Import Data

blogs <- readLines("~/DataScienceSpecialization/Capstone/data/en_US.blogs.txt", encoding = "UTF-8", skipNul = TRUE)
news <- readLines("~/DataScienceSpecialization/Capstone/data/en_us.news.txt", encoding = "UTF-8", skipNul = TRUE)
## Warning in readLines("~/DataScienceSpecialization/Capstone/
## data/en_us.news.txt", : incomplete final line found on '~/
## DataScienceSpecialization/Capstone/data/en_us.news.txt'
twitter <- readLines("~/DataScienceSpecialization/Capstone/data/en_US.twitter.txt", encoding = "UTF-8", skipNul = TRUE)

Preprocess Data

# Convert coding to ASCII
blogs <- iconv(blogs, "latin1", "ASCII", sub = "")
news <- iconv(news, "latin1", "ASCII", sub = "")
twitter <- iconv(twitter, "latin1", "ASCII", sub = "")

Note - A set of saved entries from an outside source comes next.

PR #597, opened 2025-06-04
Fix flaky `test_compactor_compacts_l0`

### LINKED ISSUE #595: Flaky test: test_compactor_compacts_l0 fails intermitently
I don't know if this is a bug or a race condition due to how the test is written, so I'm reporting it as a generic issue. I've seen this test failing every now and then with the same problem:

```
failures:

---- compactor::tests::test_compactor_compacts_l0 stdout ----

thread 'compactor::tests::test_compactor_compacts_l0' panicked at slatedb/src/compactor.rs:540:13:
  left: [106, 106, 106, 106, 106, 106, 106, 106, 106, 106, 106, 106, 106, 106, 106, 106]
 right: [100, 100, 100, 100, 100, 100, 100, 100, 100, 100, 100, 100, 100, 100, 100, 100]

```

criccomini:
It appears we have a flaky compactor test. It's reported in #595. I was able to reproduce the test by setting the `compactor_options` `poll_interval` to `1ms`. This resulted in a lot of random failures.

There are a ton of problems with this test.

- It assumes there will be one SR
- It assumes there will be one SST in that SR
- It assumes all data will make it into that one SST

None of these assumptions are true.

To fix this, I've:

1. Updated `await_compaction` to wait for all data to make it into at least L1+.
2. Updated the test to use a size tiered scheduler that slurps up pretty much all L0 SSTs whenever possible. Without this, the test would see backpressure and/or conflicts.
3. Updated the test to verify that all keys are in L1+.
4. Updated the test to verify the db returns the data as expected through `get()`. This was a `// todo`.

Fixes #595

### DIFF
--- a/slatedb/src/compactor.rs
+++ b/slatedb/src/compactor.rs
@@ -509,6 +509,8 @@ mod tests {
                 .unwrap();
         }
 
+        db.flush().await.unwrap();
+
         // when:
         let db_state = await_compaction(manifest_store).await;
 
--- a/slatedb/src/compactor.rs
+++ b/slatedb/src/compactor.rs
@@ -484,64 +484,72 @@ mod tests {
 
     const PATH: &str = "/test/db";
 
-    #[tokio::test]
+    #[tokio::test(flavor = "multi_thread", worker_threads = 2)]
     async fn test_compactor_compacts_l0() {
         // given:
         let os = Arc::new(InMemory::new());
         let clock = Arc::new(TestClock::new());
+        let compaction_scheduler = Arc::new(SizeTieredCompactionSchedulerSupplier::new(
+            SizeTieredCompactionSchedulerOptions {
+                // We'll do exactly two flushes in this test, resulting in 2 L0 files.
+                min_compaction_sources: 1,
+                max_compaction_sources: 999,
+                include_size_threshold: 4.0,
+            },
+        ));
         let mut options = db_options(Some(compactor_options()));
         options.l0_sst_size_bytes = 128;
 
         let db = Db::builder(PATH, os.clone())
             .with_settings(options)
             .with_clock(clock)
+            .with_compaction_scheduler_supplier(compaction_scheduler)
             .build()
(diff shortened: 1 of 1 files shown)


slatedb/src/compactor.rs
```diff
@@ -1047,11 +1057,25 @@ mod tests {
...
-    async fn await_compaction(manifest_store: Arc<ManifestStore>) -> Option<CoreDbState> {
+    /// Waits until all writes have made their way to L1 or below. No data is allowed in
+    /// in-memory WALs, in-memory memtables, or L0 SSTs on object storage.
+    async fn await_compaction(db: &Db, manifest_store: Arc<ManifestStore>) -> Option<CoreDbState> {
         run_for(Duration::from_secs(10), || async {
-            let db_state = get_db_state(manifest_store.clone()).await;
-            if db_state.l0_last_compacted.is_some() {
-                return Some(db_state);
+            let (empty_wal, empty_memtable) = {
+                let mut db_state = db.inner.state.write();
```
rodesai, line 1065: nit: can use a read lock here

rodesai (approved):
Looks good! Thanks for fixing this

slatedb/src/compactor.rs
criccomini: Unfortunately, both `wal()` and `memtable()` require mut:

```
    pub fn wal(&mut self) -> &mut WritableKVTable {
        &mut self.wal
    }

    pub fn memtable(&mut self) -> &mut WritableKVTable {
        &mut self.memtable
    }
```

If I change `write()` to `read()`, I get:

```
cannot borrow data in dereference of `parking_lot::lock_api::RwLockReadGuard<'_, parking_lot::RawRwLock, DbState>` as mutable
trait `DerefMut` is required to modify through a dereference, but it is not implemented for `parking_lot::lock_api::RwLockReadGuard<'_, parking_lot::RawRwLock, DbState>`
```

# Remove last line from news
news <- news[-77259]

Summary Statistics

fsize_blogs <- file.size("~/DataScienceSpecialization/Capstone/data/en_US.blogs.txt") / 1024^2
fsize_news <- file.size("~/DataScienceSpecialization/Capstone/data/en_us.news.txt") / 1024^2
fsize_twitter <- file.size("~/DataScienceSpecialization/Capstone/data/en_US.twitter.txt") / 1024^2

lines_blogs <- length(blogs)
lines_news <- length(news)
lines_twitter <- length(twitter)

knitr::kable(data.frame(
    DataSources = c("Blogs", "News", "Twitter"),
    FileSize_MB = format(c(fsize_blogs, fsize_news,     fsize_twitter), digits = 5),
    TotalLines = format(c(lines_blogs, lines_news, lines_twitter), big.mark = ",")))
DataSources FileSize_MB TotalLines
Blogs 200.42 899,288
News 196.28 77,258
Twitter 159.36 2,360,148

Sample Data

# sample 1% of the data
set.seed(54321)
sampleData <- c(sample(blogs, length(blogs) * 0.01),
                sample(news, length(news) * 0.01),
                sample(twitter, length(twitter) * 0.01))

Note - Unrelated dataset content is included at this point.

PR #599, opened 2025-06-05
Fix race condition in compaction executor

### LINKED ISSUE #595: Flaky test: test_compactor_compacts_l0 fails intermitently

criccomini:
While debugging #595 and its subsequent [GH action failure](https://github.com/slatedb/slatedb/actions/runs/15473197912/job/43562555846), I noticed the other compactor tests were failing sporadically. They were, on occasion, hanging. I added multiple threads for the tests, and they no longer seem to hang.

Build and Clean Corpus Using tm Package

corpus <- VCorpus(VectorSource(sampleData))
corpus <- tm_map(corpus, tolower)
corpus <- tm_map(corpus, removePunctuation)
corpus <- tm_map(corpus, removeNumbers)
corpus <- tm_map(corpus, stripWhitespace)
corpus <- tm_map(corpus, PlainTextDocument)

WordCloud

Wordcloud of the most common words in the corpus.

wordcloud(corpus, max.words=100, random.order=FALSE, colors=brewer.pal(8,"Dark2"))

Tokenize and Construct Frequencies

uni_token <- function(x) NGramTokenizer(x, Weka_control(min = 1, max = 1))
bi_token <- function(x) NGramTokenizer(x, Weka_control(min = 2, max = 2))
tri_token <- function(x) NGramTokenizer(x, Weka_control(min = 3, max = 3))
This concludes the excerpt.